Our History

Canuck Place Children’s Hospice is more than a physical location. It is a living philosophy; an evolving spirit of care that is deeply rooted in compassion and a strong desire to create lasting change in the lives of children and families.

What began as the goal of one person has evolved into a shared purpose and a powerful collective vision. In 1988, Vancouver nurse Brenda Eng saw a need. Upon visiting England’s Helen House, the world’s first children’s hospice, she returned determined to create a pediatric palliative hospice in British Columbia. The vision for Canuck Place was born.

Inspired by this vision, others joined the cause. Brenda worked with Betty Davies to develop the program and the original model of care, as well as Lois Youngson at the University of British Columbia (UBC). She brought in George Jarvis, marketing executive, who helped her form HUGS Children’s Hospice Society, and together they rallied the community for support.

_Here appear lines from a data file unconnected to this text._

PR #3553, opened 2023-12-12
Fix task retries for deleted alert groups

Ferril:
# What this PR does

## Checklist

### DIFF
--- a/engine/apps/alerts/tasks/send_update_log_report_signal.py
+++ b/engine/apps/alerts/tasks/send_update_log_report_signal.py
@@ -7,7 +7,7 @@ from .task_logger import task_logger
 
 
 @shared_dedicated_queue_retry_task(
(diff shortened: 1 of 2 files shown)


engine/apps/alerts/tasks/send_update_log_report_signal.py
```diff
@@ -7,7 +7,7 @@
 
 
 @shared_dedicated_queue_retry_task(
-    autoretry_for=(Exception,), retry_backoff=True, max_retries=1 if settings.DEBUG else None
+    autoretry_for=(Exception,), retry_backoff=True, max_retries=1 if settings.DEBUG else 10
```
Ferril, line 10: it is safe to set maximum retries there since the only place where the task can get exception is getting alert group.

joeyorlando (approved):

PR #3571, opened 2023-12-14
Limit how long acknowledge reminders can run for

mderynck:
# What this PR does
Stops rescheduling of `acknowledge_reminder_task` after 2 weeks. Assumption being if it has been sitting for that long in acknowledged state it is likely to not need more reminders that it is still acknowledged.  Notifications for thread were probably muted a long time ago.

## Checklist


engine/apps/alerts/tasks/acknowledge_reminder.py
```diff
@@ -61,6 +63,11 @@ def acknowledge_reminder_task(alert_group_pk: int, unacknowledge_process_id: str
             (alert_group.pk, unacknowledge_process_id), countdown=unacknowledge_timeout
         )
     else:
+        if alert_group.started_at < timezone.now() - relativedelta(months=1):
```
matiasb, line 66: Wondering if a month is still too much? 2 weeks is not enough? Eventually we could have some backoff strategy?
Also, maybe I would use `timezone.timedelta` instead of `relativedelta` (although I see there is no `month` support there; in any case, 1 month for `relativedelta` is a fixed amount of days, right? since you give no context of the "current" month)

matiasb (approved):
LGTM

engine/apps/alerts/tasks/acknowledge_reminder.py
mderynck: Good points, I'll pull it up into settings and make it a configurable amount of days and we can start it at 14.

Answering the call were The Vancouver Canucks Hockey Club and the Griffiths family, along with The Vancouver Sun, Variety – The Children’s Charity, Loewen Group and TELUS, as well as many other public and private donors.

New Home

With the money and programs in place, the vision now needed a home.

Glen Brae Manor, a 16,000 sq ft mansion was built in 1910 by Scottish lumber and real estate baron, William Tait. After becoming a private school followed by a rest home, the house was eventually gifted to the City of Vancouver by subsequent owner, Elisabeth Wloskinski. She had just one condition: that the house be used for a purpose which would benefit the community.

The City of Vancouver joined the growing vision by leasing the property to Canuck Place for $1 per year for 50 years. Slowly becoming a reality, the future hospice was renovated to maintain its original splendour and home-like environment, and to include the essential elements required to offer pediatric palliative care.

Canuck Place opened its doors on November 30, 1995, to become the first free-standing hospice in North America, and living proof that a genuine need, combined with vision and a passionate group of caring individuals, can make any goal a reality. Through the support of the Provincial government, Canucks for Kids Fund who have granted over $28 million over two decades, many leading organizations and incredibly generous individuals Canuck Place has thrived. It takes a community to build provincial pediatric palliative care.

A Second Home

In 2009, Canuck Place recognized that we were reaching only 20 – 25% of children and families in need of pediatric palliative care in BC. Armed with passion, experience and a growing team of inspired individuals and partners, we embarked on a quest to open a second hospice location. The vision for Canuck Place – Dave Lede House, located in Abbotsford, BC, was born.

We asked for help, and a caring community responded.

A Caring Community

More children and families need Canuck Place care. As an organization deeply rooted in the core values of compassion and a desire to serve, we must continue to rise to the challenge.

The spirit of care which defines Canuck Place is a powerful force that cannot be contained by four walls alone. With the continued support of donors, partners, staff and volunteers, we can extend our circle of care to reach children and families in need in all corners of the province.

Through our Nancy Chan Enhanced Community Care program, which includes clinical consults in-home and in-hospital, as well as a 24-hour helpline for families and caregivers, we can bring our trusted philosophy, proven practices, and high standards of care to those who need it most when and where they need us.